🤖 AI Summary
This study investigates how the widespread adoption of large language models (LLMs) in academic writing since 2022 has reshaped the structure of scholarly output. Leveraging the interdisciplinary scope and uniform peer-review standards of PLOS ONE, the analysis draws on a corpus of 109,393 articles published between 2019 and 2025, employing bibliometric analysis, group comparisons, and regression discontinuity design. The findings reveal, for the first time in large-scale real-world publication data, that non-native English-speaking authors exhibit significantly increased manuscript lengths, reduced team sizes, and decreased collaboration with native English-speaking researchers following LLM adoption, while the latter group shows no such changes. These results indicate that AI tools are structurally transforming the academic writing ecosystem and the dynamics of international research collaboration.
📝 Abstract
Large language models (LLMs) have diffused rapidly into academic writing since late 2022. Using the complete population of 109,393 research articles published in \textit{PLOS ONE} between 2019 and 2025, we examine population-level structural publication indicators, including full-text manuscript length, authorship team size, reference volume, and cross-linguistic collaboration, before and after 2022. \textit{PLOS ONE}'s multidisciplinary scope and consistent editorial framework allow cross-field comparison under uniform conditions over an extended period.
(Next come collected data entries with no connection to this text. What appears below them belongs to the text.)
PR #698, opened 2018-10-04
Implement toggling api scan in security dashboard

yashwin:
Depends on - https://github.com/appknox/mycroft/pull/998

### DIFF
--- a/app/components/file-actions.js
+++ b/app/components/file-actions.js
@@ -1,4 +1,5 @@
 import Ember from 'ember';
+import ENUMS from 'irene/enums';
 import { task } from 'ember-concurrency';
 import { on } from '@ember/object/evented';
 import ENV from 'irene/config/environment';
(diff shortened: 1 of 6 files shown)


app/components/file-actions.js
```diff
@@ -29,6 +30,29 @@ export default Ember.Component.extend({
     return [ireneHost, "file", fileId].join('/');
   }).property(),
 
+  setApiScanStatus: task(function * () {
+    let isApiDone = this.$("#api-scan-status").is(":checked");
```
cosmosgenius: Can't we do this via binding? instead of accessing it directly here?

app/components/file-actions.js
```diff
@@ -29,6 +30,29 @@ export default Ember.Component.extend({
...
+    let apiScanStatus = ENUMS.SCAN_STATUS.UNKNOWN;
+    if(isApiDone) apiScanStatus = ENUMS.SCAN_STATUS.COMPLETED;
+    const file = yield this.get("fileDetails")
+    yield file.set('apiScanStatus', apiScanStatus);
```
cosmosgenius: also set can't be yield'd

Manuscript length increased substantially, with gains ranging from 14.8\% among African-affiliated authors and 11.7\% among Asian-affiliated authors to 5.3\% among native English-speaking (NES) authors, cutting the word-count gap by 39\%. More strikingly, non-native English-speaking (NNES) authors reduced both authorship team size, from 6.54 to 6.06 authors, or 7.3\%, and collaboration with NES co-authors, from 17.8\% to 12.2\%, or 36\%, while NES authors remained stable in both team size and collaboration rates. Reference counts increased modestly and uniformly across groups. These findings suggest that post-2022 tools may be reshaping not only how science is written, but who writes it together.